Hawkins expressed gratitude to Becket and GuideStone’s legal team for its work on the suit.
When HHS issued new rules in early October, the federal department said the regulations would have no effect on government programs that offer free or subsidized contraceptive coverage to low-income women and would have no effect on more than 99.9 percent of American women.
When it issued the abortion/contraception mandate in August 2011, HHS provided an exemption for churches and their auxiliaries but did not extend it to non-church-related, nonprofit organizations that object. HHS proposed nearly 10 accommodations for the objecting institutions, but none proved satisfactory to the organizations’ conscience concerns.
The federally approved contraceptives for which coverage is required by the mandate include the intrauterine device (IUD) and such drugs as Plan B, the “morning-after” pill.
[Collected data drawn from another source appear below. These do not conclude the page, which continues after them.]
PR #873, opened 2026-06-12
driver/sim: add coupled simulated building driver

deanredfern26:
[SCB-1049](https://vanti.youtrack.cloud/issue/SCB-1049) 

Add a building simulation driver (pkg/driver/sim): a physically-coupled building simulation configured as floors, rooms and device archetypes rather than an explicit device list. A single engine drives occupancy through the working day, which drives lighting and FCU load, from which electrical demand and metered energy are derived; daylight feeds brightness sensors and occupancy feeds CO2, motion and enter/leave.

Time can be accelerated (timeMultiplier) with per-tick state changes clamped so large steps stay stable. Occupancy uses smoothed targets and hysteresis so steady rooms don't manufacture enter/leave churn. Device names are numbered per location and type, and config validation rejects duplicate or unnamed floors and rooms.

Both the IUD and “morning-after” pill possess post-fertilization mechanisms that potentially can cause abortions by preventing implantation of tiny embryos. The rule also covers “ella,” which — in a fashion similar to the abortion drug RU 486 — can act even after implantation to end the life of the child.
In 2014, the Supreme Court ruled in favor of Hobby Lobby’s conscience-based challenge to the abortion/contraception mandate. In its 5-4 opinion in that case, the justices upheld objections to the requirement by “closely held,” for-profit companies, such as family owned businesses.
Messengers to the 2012 SBC meeting adopted a resolution calling for an exemption from the mandate for “all religious organizations and people of faith … who declare a religious objection to such coverage.”